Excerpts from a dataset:
● ● ● ● ● ● ●
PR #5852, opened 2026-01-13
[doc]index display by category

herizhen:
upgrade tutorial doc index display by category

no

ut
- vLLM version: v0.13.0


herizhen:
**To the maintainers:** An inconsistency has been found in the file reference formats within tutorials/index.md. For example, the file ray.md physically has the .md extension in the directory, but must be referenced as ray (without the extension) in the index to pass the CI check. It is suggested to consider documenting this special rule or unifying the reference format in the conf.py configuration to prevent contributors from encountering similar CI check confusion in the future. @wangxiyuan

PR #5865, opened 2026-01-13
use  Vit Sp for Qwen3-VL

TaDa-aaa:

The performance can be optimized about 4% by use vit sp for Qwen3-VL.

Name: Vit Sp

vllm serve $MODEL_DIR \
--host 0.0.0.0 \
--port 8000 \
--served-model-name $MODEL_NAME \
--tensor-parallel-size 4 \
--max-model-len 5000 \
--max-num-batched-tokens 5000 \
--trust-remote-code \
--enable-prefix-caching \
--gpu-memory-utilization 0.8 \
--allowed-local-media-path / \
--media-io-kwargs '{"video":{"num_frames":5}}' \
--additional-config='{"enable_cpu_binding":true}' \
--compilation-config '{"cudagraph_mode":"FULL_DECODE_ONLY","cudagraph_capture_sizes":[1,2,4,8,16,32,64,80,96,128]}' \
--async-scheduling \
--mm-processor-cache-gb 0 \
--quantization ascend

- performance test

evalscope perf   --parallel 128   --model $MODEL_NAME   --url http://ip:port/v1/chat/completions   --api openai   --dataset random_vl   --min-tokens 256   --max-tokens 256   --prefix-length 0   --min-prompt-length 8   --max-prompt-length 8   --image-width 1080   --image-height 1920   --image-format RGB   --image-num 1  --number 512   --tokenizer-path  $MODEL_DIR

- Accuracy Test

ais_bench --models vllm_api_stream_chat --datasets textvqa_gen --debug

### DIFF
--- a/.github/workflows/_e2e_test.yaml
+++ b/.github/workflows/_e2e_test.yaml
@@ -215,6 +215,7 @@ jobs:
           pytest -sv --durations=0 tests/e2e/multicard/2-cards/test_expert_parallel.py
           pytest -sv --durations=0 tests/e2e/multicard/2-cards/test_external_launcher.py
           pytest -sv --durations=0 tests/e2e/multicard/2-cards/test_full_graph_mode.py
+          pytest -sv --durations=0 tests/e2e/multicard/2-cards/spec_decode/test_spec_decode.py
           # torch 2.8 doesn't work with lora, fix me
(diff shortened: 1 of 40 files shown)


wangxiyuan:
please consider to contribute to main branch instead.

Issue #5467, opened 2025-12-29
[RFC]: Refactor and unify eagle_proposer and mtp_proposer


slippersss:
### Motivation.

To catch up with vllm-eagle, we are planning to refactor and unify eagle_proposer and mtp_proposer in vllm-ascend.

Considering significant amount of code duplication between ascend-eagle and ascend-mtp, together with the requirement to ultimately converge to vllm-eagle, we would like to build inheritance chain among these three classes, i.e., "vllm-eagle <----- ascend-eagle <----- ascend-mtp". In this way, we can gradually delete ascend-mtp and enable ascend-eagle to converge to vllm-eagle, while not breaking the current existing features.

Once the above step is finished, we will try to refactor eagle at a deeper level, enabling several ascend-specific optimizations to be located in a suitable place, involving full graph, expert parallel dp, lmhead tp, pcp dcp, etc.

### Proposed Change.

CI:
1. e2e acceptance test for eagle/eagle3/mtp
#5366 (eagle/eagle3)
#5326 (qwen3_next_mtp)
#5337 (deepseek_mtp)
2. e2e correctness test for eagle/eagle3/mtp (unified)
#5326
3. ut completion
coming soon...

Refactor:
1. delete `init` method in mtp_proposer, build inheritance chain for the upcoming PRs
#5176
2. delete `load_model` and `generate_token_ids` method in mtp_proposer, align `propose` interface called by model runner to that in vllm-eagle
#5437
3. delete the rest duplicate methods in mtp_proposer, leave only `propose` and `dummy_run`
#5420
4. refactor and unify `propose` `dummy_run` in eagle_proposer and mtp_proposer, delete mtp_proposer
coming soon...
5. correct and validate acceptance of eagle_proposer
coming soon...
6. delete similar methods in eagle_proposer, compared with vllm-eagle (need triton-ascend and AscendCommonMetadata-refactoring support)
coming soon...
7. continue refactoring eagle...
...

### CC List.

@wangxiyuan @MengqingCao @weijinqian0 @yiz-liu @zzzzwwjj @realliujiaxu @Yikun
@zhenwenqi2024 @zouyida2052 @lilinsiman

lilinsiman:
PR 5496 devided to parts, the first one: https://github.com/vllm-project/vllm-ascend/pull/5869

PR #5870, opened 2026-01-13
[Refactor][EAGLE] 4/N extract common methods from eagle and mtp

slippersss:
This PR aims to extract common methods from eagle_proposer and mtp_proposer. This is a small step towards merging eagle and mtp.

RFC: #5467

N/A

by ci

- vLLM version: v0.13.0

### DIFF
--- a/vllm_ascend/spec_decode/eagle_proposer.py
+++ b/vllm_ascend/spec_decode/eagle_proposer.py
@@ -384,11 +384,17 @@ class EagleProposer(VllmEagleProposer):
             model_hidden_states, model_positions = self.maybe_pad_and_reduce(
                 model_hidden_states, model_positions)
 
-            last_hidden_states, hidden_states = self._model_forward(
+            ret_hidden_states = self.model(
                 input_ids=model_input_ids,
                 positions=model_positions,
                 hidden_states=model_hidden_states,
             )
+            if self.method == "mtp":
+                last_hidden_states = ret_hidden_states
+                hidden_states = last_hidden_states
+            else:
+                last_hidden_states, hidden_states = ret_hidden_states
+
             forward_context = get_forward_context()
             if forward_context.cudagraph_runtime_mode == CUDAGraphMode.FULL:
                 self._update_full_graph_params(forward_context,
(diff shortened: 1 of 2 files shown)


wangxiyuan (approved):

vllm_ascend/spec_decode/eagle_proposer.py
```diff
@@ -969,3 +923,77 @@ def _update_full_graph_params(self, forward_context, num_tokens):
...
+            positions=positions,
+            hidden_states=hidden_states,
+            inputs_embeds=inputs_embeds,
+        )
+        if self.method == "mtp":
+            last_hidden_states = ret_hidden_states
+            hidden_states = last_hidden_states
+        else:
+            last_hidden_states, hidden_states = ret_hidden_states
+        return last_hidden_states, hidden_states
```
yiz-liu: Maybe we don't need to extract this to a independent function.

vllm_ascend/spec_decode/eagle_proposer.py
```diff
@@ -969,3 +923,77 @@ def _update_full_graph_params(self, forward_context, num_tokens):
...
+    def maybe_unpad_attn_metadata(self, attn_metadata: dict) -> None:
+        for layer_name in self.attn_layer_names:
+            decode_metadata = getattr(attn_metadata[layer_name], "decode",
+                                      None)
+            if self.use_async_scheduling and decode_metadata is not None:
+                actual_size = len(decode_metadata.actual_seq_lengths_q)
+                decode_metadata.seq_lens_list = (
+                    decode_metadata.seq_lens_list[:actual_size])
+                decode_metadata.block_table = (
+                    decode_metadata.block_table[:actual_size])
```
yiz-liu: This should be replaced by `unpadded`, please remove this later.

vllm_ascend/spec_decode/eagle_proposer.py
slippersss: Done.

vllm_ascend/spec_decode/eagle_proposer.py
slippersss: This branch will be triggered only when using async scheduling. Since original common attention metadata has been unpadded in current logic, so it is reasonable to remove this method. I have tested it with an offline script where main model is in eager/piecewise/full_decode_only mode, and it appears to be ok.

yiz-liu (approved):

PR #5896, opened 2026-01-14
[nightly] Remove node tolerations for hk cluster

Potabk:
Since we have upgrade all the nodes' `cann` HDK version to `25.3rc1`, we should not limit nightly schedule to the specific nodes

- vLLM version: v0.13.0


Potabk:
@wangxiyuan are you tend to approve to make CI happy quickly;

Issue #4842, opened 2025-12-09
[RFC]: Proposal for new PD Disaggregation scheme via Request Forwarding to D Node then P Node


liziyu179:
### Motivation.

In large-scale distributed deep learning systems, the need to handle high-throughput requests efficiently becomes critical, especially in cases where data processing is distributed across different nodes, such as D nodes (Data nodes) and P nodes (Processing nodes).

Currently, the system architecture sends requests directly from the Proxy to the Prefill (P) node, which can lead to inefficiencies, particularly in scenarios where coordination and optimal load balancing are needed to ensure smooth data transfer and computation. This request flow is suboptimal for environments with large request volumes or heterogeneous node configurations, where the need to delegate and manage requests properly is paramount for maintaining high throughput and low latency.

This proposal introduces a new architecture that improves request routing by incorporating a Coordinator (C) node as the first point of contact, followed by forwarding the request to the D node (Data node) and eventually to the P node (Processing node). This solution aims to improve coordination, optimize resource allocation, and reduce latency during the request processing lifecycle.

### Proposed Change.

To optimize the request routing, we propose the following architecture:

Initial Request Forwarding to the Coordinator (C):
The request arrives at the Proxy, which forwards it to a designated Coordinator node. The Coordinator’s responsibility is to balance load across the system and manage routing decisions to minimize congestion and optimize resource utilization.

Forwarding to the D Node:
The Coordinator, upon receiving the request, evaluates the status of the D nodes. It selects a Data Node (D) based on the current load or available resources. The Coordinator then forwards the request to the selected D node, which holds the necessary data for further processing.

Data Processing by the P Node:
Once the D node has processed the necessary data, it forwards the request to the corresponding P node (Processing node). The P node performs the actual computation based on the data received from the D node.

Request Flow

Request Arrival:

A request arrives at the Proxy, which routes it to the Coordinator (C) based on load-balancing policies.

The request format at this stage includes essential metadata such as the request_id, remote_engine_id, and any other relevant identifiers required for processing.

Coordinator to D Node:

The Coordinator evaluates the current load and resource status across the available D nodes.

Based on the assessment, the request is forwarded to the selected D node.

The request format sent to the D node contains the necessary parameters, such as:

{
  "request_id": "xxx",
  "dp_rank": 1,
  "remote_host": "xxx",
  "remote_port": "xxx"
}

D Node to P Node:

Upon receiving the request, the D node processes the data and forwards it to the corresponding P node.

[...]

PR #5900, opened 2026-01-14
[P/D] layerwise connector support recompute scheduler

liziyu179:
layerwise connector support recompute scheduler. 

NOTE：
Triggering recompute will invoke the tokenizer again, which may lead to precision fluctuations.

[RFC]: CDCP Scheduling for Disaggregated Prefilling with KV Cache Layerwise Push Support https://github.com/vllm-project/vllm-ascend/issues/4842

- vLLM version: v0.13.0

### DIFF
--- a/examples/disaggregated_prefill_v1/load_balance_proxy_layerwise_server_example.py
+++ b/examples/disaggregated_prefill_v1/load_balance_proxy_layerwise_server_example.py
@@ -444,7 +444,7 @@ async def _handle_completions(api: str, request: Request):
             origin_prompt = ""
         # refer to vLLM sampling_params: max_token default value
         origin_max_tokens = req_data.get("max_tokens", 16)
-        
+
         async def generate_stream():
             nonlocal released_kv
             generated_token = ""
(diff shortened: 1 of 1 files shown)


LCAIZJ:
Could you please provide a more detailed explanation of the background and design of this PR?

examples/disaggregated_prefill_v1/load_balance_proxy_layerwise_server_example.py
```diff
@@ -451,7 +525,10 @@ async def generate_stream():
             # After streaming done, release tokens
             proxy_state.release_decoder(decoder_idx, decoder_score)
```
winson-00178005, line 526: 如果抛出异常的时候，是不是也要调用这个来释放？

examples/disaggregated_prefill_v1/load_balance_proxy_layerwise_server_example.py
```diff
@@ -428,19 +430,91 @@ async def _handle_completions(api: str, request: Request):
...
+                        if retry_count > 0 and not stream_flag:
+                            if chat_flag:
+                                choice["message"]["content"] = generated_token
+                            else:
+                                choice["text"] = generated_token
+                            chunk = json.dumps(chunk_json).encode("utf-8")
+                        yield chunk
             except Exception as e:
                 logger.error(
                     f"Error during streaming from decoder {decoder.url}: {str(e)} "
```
● ● ● ● ● ● ●
| WHAT YOU NEED TO DO |
What the task asks for is a word-for-word repeat of the lines above, from the first through the one containing "-215,6 +215,7 @@".

| ANSWER TO THE PROBLEM |
PR #5852, opened 2026-01-13
[doc]index display by category

herizhen:
upgrade tutorial doc index display by category

no

ut
- vLLM version: v0.13.0


herizhen:
**To the maintainers:** An inconsistency has been found in the file reference formats within tutorials/index.md. For example, the file ray.md physically has the .md extension in the directory, but must be referenced as ray (without the extension) in the index to pass the CI check. It is suggested to consider documenting this special rule or unifying the reference format in the conf.py configuration to prevent contributors from encountering similar CI check confusion in the future. @wangxiyuan

PR #5865, opened 2026-01-13
use  Vit Sp for Qwen3-VL

TaDa-aaa:

The performance can be optimized about 4% by use vit sp for Qwen3-VL.

Name: Vit Sp

vllm serve $MODEL_DIR \
--host 0.0.0.0 \
--port 8000 \
--served-model-name $MODEL_NAME \
--tensor-parallel-size 4 \
--max-model-len 5000 \
--max-num-batched-tokens 5000 \
--trust-remote-code \
--enable-prefix-caching \
--gpu-memory-utilization 0.8 \
--allowed-local-media-path / \
--media-io-kwargs '{"video":{"num_frames":5}}' \
--additional-config='{"enable_cpu_binding":true}' \
--compilation-config '{"cudagraph_mode":"FULL_DECODE_ONLY","cudagraph_capture_sizes":[1,2,4,8,16,32,64,80,96,128]}' \
--async-scheduling \
--mm-processor-cache-gb 0 \
--quantization ascend

- performance test

evalscope perf   --parallel 128   --model $MODEL_NAME   --url http://ip:port/v1/chat/completions   --api openai   --dataset random_vl   --min-tokens 256   --max-tokens 256   --prefix-length 0   --min-prompt-length 8   --max-prompt-length 8   --image-width 1080   --image-height 1920   --image-format RGB   --image-num 1  --number 512   --tokenizer-path  $MODEL_DIR

- Accuracy Test

ais_bench --models vllm_api_stream_chat --datasets textvqa_gen --debug

### DIFF
--- a/.github/workflows/_e2e_test.yaml
+++ b/.github/workflows/_e2e_test.yaml
@@ -215,6 +215,7 @@ jobs:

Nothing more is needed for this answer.